▶ **DESCRIPTION OF THE TASK**: Search the material for the word "LGTM" and copy each line that holds it.

=-=-=

PR #6342, opened 2026-07-09
[NUOPEN-280] Migrate date range inputs

diebas:
# Notes

Date-range filters on Reports, Transaction Search, and Statement search now use the browser's built-in date picker instead of the old calendar widget. Behavior is unchanged for users; dates are just entered through the native picker.

[NUOPEN-280 | Standardize forms date input submission](https://universe-of-universities.atlassian.net/browse/NUOPEN-280)

# Screenshots

Screenshot 2026-07-09 at 2 08 33 PM

### DIFF
--- a/app/controllers/facilities_controller.rb
+++ b/app/controllers/facilities_controller.rb
@@ -136,7 +136,7 @@ class FacilitiesController < ApplicationController
     @search_form = TransactionSearch::SearchForm.new(
       params[:search],
       defaults: {
-        date_range_start: format_usa_date(1.month.ago.beginning_of_month),
+        date_range_start: 1.month.ago.beginning_of_month.to_date,
       },
     )
 
--- a/app/views/reports/_date_range_fields.html.haml
+++ b/app/views/reports/_date_range_fields.html.haml
@@ -5,7 +5,7 @@
 %li= form.input :date_start,
   as: :date_field,
   label: t("reports.fields.date_start"),
-  input_html: { value: @date_start&.to_date&.iso8601 }
+  input_html: { value: @date_start }
 
 %li
   .field-clarifier= t("support.array.two_words_connector")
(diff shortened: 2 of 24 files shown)


app/controllers/facilities_controller.rb
```diff
@@ -136,7 +136,7 @@ def transactions
     @search_form = TransactionSearch::SearchForm.new(
       params[:search],
       defaults: {
-        date_range_start: format_usa_date(1.month.ago.beginning_of_month),
+        date_range_start: 1.month.ago.beginning_of_month.to_date,
```
LeticiaErrandonea, line 139: I think we're missing this same change in the [app/controllers/facility_statements_controller.rb:55](https://github.com/wyeworks/nucore-open/blob/master/app/controllers/facility_statements_controller.rb#L55)

LeticiaErrandonea (approved):
LGTM, thanks for the changes!

app/views/reports/_date_range_fields.html.haml
```diff
@@ -3,12 +3,14 @@
     = t("reports.fields.#{controller_name}.between", default: t("reports.fields.between"))
 
 %li= form.input :date_start,
+  as: :date_field,
   label: t("reports.fields.date_start"),
-  input_html: { value: format_usa_date(@date_start), class: "datepicker" }
+  input_html: { value: @date_start&.to_date&.iso8601 }
```
joaquinco: note that you can pass date objects here, so leaving `@date_start` should be fine

spec/system/admin/all_transactions_search_spec.rb
```diff
@@ -167,7 +167,7 @@ def translation_scope
     login_as director
     visit facility_transactions_path(facility)
     expected_default_date = 1.month.ago.beginning_of_month
-    expect(page).to have_field("Start Date", with: I18n.l(expected_default_date.to_date, format: :usa))
+    expect(page).to have_field("Start Date", with: expected_default_date.to_date.iso8601)
```
joaquinco: we can use date objects here

joaquinco (approved):
It's looking good. I think as a general rule, the benefit of this whole change is to use date objects as much as possible, not that it's just a format change. So there're many places I think we are formatting dates unnecessarily (including within the `DateInputField` class).

PR #6343, opened 2026-07-09
[NUOPEN-372] Refactor `PriceDisplayment`

joaquinco:
# Notes

Refactor `PriceDisplayment` module used as presenter by extending `OrderDetail` instances by moving method to `OrderDetailPresenter`.

[NUOPEN-372 | Refactor PriceDisplayment](https://universe-of-universities.atlassian.net/browse/NUOPEN-372)


app/views/order_management/order_details/_print_details.html.haml
```diff
@@ -27,10 +27,10 @@
         = banner_label @order_detail, :quantity
     .row
       - prefix = @order_detail.actual_cost? ? "actual" : "estimated"
-      - @order_detail.send(:extend, PriceDisplayment)
-      = banner_label @order_detail, :display_cost, t("activerecord.attributes.order_detail.#{prefix}_cost")
-      = banner_label @order_detail, :display_subsidy, t("activerecord.attributes.order_detail.#{prefix}_subsidy")
-      = banner_label @order_detail, :display_total, t("activerecord.attributes.order_detail.#{prefix}_total")
+      - order_detail_presenter = OrderDetailPresenter.new(@order_detail)
```
LeticiaErrandonea, line 30: I think this should go a line above, so that we use the `actual_cost?` from the presenter, which returns `true` for 0, but AR's `actual_cost?` would return `false` for that same value.

app/views/order_management/order_details/_costs.html.haml
```diff
@@ -1,4 +1,3 @@
-- f.object.send(:extend, PriceDisplayment)
```
LeticiaErrandonea, line 1: I think we could need to bring this back for the same reason as my comment on app/views/order_management/order_details/_print_details.html.haml.

LeticiaErrandonea (approved):
Left a couple of comments, but LGTM!

diebas (approved):

PR #6345, opened 2026-07-09
[TECH TASK] [NUOPEN-371] Remove `rails-observer`

LeticiaErrandonea:
# Notes
* Remove `rails-observer`

[NUOPEN-371 | Remove gem rails-observer ](https://universe-of-universities.atlassian.net/browse/NUOPEN-371)


app/controllers/reservations_controller.rb
```diff
@@ -203,7 +203,7 @@ def update
 
     render_edit && return unless changes_valid_for_update?
 
-    # merge state can change after call to #save! due to OrderDetailObserver#before_save
+    # merge state can change after call to #save! due to OrderDetail#move_to_original_merge_order
```
joaquinco, line 206: the previous logic used to check here if the order should be merged, I think we should do that here or move the check as a guard within `move_to_original_merge_order`

app/models/order_detail.rb
```diff
@@ -38,6 +38,11 @@ class OrderDetail < ApplicationRecord
   before_save :update_journal_row_amounts, if: :actual_cost_changed?
 
   after_save :update_billable_minutes_on_reservation, if: :reservation
+  after_save :reconcile_if_skip_review, if: :complete?
+
+  # Included after the callbacks above so its before_save/after_save hooks
+  # run last, matching the ordering the old OrderDetailObserver had.
```
joaquinco: let's change this comment to something like "required to be here because of callback order", so we can forget about `OrderDetailObserver`

joaquinco (approved):
It's looking good!

diebas (approved):

PR #6348, opened 2026-07-10
[NUOPEN-280] Migrate problem reservation date inputs

diebas:
# Notes

TECH TASK: Replaces the jQuery datepicker on the problem-reservation ("Fix Usage") form with the browser's native date input, which submits dates in ISO format. No change to reservation times or charges — only the date-picker widget. Also bounds the picker to today so future end dates can't be picked (previously the picker allowed them and relied on server validation).

# Screenshot

Screenshot 2026-07-13 at 12 07 24 PM

### DIFF
--- a/app/views/problem_reservations/edit.html.haml
+++ b/app/views/problem_reservations/edit.html.haml
@@ -19,13 +19,13 @@
           = f.label :actual_start_date
           .row
             .col-md-3
-              = f.input :actual_start_date, label: false, disabled: true
+              = f.input :actual_start_date, as: :date_field, label: false, input_html: { value: f.object.actual_start_at&.to_date&.iso8601, disabled: true }
             .col-md-4
               = time_select f, :actual_start, { minute_step: 1 }, disabled: true
           = f.label :actual_end_date
           .row
             .col-md-3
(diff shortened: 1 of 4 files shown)


LeticiaErrandonea (approved):
LGTM!

app/views/problem_reservations/edit.html.haml
```diff
@@ -19,13 +19,13 @@
           = f.label :actual_start_date
           .row
             .col-md-3
-              = f.input :actual_start_date, label: false, disabled: true
+              = f.input :actual_start_date, as: :date_field, label: false, input_html: { value: f.object.actual_start_at&.to_date&.iso8601, disabled: true }
```
joaquinco, line 22: This used to take the value from `Reservation.actual_start_date` which returned usa formated date, should we remove that method? or change it to just return a date object?

joaquinco (approved):

app/views/problem_reservations/edit.html.haml
diebas: Yes, you're right, but that is still used in other parts of the app, I'll clean it on another pr when finishing migrating everything

PR #6351, opened 2026-07-13
[NUOPEN-280] Migrate timeline and reservation edit dates

diebas:
# Notes

Replaces the jQuery datepicker with the browser's built-in date picker on the reservations timeline pages, the admin reservation edit form, and the Manage Order Detail form. Dates are now submitted in ISO format, removing the need for US-format date parsing on these screens.

# Screenshot

Screenshot 2026-07-13 at 12 30 55 PM
Screenshot 2026-07-13 at 12 56 32 PM

### DIFF
--- a/app/views/facility_reservations/timeline.html.haml
+++ b/app/views/facility_reservations/timeline.html.haml
@@ -14,12 +14,14 @@
   = modelless_form_for url: timeline_facility_reservations_path(current_facility), method: :get, id: "timeline_date_search" do |f|
     #reservation_date_container
       = link_to "&laquo;".html_safe,
-        timeline_facility_reservations_path(current_facility, date: format_usa_date(@display_datetime - 1.day)), id: "reservation_left"
+        timeline_facility_reservations_path(current_facility, date: (@display_datetime - 1.day).to_date), id: "reservation_left"
       #reservation_date
         = l(@display_datetime.to_date, format: :timeline_navigation)
-        = hidden_field_tag "date", format_usa_date(@display_datetime), class: "datepicker"
+        = date_field_tag "date", @display_datetime.to_date, class: "sr-only js--timelineDatePicker"
+        %button.timeline-datepicker-button.js--timelineDatePickerButton{ type: "button" }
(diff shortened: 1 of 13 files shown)


joaquinco (approved):

app/views/facility_reservations/timeline.html.haml
```diff
@@ -14,12 +14,14 @@
   = modelless_form_for url: timeline_facility_reservations_path(current_facility), method: :get, id: "timeline_date_search" do |f|
     #reservation_date_container
       = link_to "&laquo;".html_safe,
-        timeline_facility_reservations_path(current_facility, date: format_usa_date(@display_datetime - 1.day)), id: "reservation_left"
+        timeline_facility_reservations_path(current_facility, date: (@display_datetime - 1.day).to_date), id: "reservation_left"
```
LeticiaErrandonea, line 17: Should we also update the [controller](https://github.com/wyeworks/nucore-open/blob/master/app/controllers/facility_reservations_controller.rb#L163), so we use `parse_iso_date` instead of `parse_usa_date`? I think that's what we're doing in other places.

app/views/reservations/public_timeline.html.haml
```diff
@@ -9,12 +9,14 @@
   = modelless_form_for url: facility_public_timeline_path(current_facility), method: :get, id: "timeline_date_search" do |f|
     #reservation_date_container
       = link_to "&laquo;".html_safe,
-        facility_public_timeline_path(current_facility, date: format_usa_date(@display_datetime - 1.day)), id: "reservation_left"
+        facility_public_timeline_path(current_facility, date: (@display_datetime - 1.day).to_date), id: "reservation_left"
```
LeticiaErrandonea, line 12: Same question as above regarding which parser is used but for [another controller](https://github.com/wyeworks/nucore-open/blob/master/app/controllers/reservations_controller.rb#L28).

LeticiaErrandonea (approved):
I left a couple of comments but it LGTM!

=-=-=

▶ **SOLUTION BELOW**:
LGTM, thanks for the changes!
Left a couple of comments, but LGTM!
LGTM!
I left a couple of comments but it LGTM!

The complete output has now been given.